(What the exercise asks)
For the material below, return exactly the lines starting at the line containing "logger = logging.getLogger(__name__)" and ending at the line containing "Thanks Anthony!", both ends included, and no others.

(Given records)
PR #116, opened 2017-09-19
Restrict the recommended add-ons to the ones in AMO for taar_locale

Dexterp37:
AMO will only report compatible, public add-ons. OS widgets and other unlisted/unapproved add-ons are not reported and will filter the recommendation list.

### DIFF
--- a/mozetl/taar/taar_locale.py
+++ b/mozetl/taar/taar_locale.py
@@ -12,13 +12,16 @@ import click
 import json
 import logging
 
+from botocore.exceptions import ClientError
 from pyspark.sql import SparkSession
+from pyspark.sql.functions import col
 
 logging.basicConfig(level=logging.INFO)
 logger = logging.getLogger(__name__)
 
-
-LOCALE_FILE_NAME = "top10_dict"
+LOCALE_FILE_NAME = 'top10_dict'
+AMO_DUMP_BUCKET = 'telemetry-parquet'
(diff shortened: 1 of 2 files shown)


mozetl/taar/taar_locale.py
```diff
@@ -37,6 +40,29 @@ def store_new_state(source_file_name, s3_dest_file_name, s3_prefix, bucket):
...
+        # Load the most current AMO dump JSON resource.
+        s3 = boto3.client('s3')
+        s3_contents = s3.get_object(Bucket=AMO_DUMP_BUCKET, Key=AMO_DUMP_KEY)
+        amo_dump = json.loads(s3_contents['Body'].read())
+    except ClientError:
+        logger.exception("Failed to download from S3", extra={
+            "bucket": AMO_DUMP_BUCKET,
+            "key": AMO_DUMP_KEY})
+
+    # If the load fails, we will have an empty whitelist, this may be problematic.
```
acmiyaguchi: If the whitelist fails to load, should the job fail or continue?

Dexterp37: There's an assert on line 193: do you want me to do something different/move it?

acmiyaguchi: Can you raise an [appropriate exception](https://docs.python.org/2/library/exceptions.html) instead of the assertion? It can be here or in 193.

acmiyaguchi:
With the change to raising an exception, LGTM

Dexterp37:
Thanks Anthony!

...

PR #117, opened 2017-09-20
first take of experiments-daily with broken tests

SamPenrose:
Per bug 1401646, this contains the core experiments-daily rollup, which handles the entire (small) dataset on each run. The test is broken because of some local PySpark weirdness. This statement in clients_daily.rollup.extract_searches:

--

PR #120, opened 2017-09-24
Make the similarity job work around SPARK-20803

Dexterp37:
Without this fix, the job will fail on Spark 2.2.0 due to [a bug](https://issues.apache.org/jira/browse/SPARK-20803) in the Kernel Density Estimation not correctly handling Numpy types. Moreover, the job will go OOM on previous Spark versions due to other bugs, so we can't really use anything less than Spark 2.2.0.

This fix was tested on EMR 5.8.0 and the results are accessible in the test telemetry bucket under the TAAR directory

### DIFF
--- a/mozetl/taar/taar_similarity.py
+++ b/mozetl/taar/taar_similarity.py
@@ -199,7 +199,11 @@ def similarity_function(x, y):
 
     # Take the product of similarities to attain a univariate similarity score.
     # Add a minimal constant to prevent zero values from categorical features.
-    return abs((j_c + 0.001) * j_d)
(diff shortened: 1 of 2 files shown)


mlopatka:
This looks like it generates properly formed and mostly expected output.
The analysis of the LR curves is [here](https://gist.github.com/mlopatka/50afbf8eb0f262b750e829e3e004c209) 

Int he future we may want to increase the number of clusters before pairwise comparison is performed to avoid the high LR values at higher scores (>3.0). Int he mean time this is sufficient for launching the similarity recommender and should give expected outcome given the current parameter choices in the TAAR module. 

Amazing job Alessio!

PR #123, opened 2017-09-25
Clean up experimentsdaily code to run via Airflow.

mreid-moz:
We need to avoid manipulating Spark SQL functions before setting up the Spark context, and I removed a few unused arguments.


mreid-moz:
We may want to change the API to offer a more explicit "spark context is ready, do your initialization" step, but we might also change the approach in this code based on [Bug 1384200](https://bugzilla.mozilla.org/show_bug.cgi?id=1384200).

(Task response)
 logger = logging.getLogger(__name__)
 
-
-LOCALE_FILE_NAME = "top10_dict"
+LOCALE_FILE_NAME = 'top10_dict'
+AMO_DUMP_BUCKET = 'telemetry-parquet'
(diff shortened: 1 of 2 files shown)


mozetl/taar/taar_locale.py
```diff
@@ -37,6 +40,29 @@ def store_new_state(source_file_name, s3_dest_file_name, s3_prefix, bucket):
...
+        # Load the most current AMO dump JSON resource.
+        s3 = boto3.client('s3')
+        s3_contents = s3.get_object(Bucket=AMO_DUMP_BUCKET, Key=AMO_DUMP_KEY)
+        amo_dump = json.loads(s3_contents['Body'].read())
+    except ClientError:
+        logger.exception("Failed to download from S3", extra={
+            "bucket": AMO_DUMP_BUCKET,
+            "key": AMO_DUMP_KEY})
+
+    # If the load fails, we will have an empty whitelist, this may be problematic.
```
acmiyaguchi: If the whitelist fails to load, should the job fail or continue?

Dexterp37: There's an assert on line 193: do you want me to do something different/move it?

acmiyaguchi: Can you raise an [appropriate exception](https://docs.python.org/2/library/exceptions.html) instead of the assertion? It can be here or in 193.

acmiyaguchi:
With the change to raising an exception, LGTM

Dexterp37:
Thanks Anthony!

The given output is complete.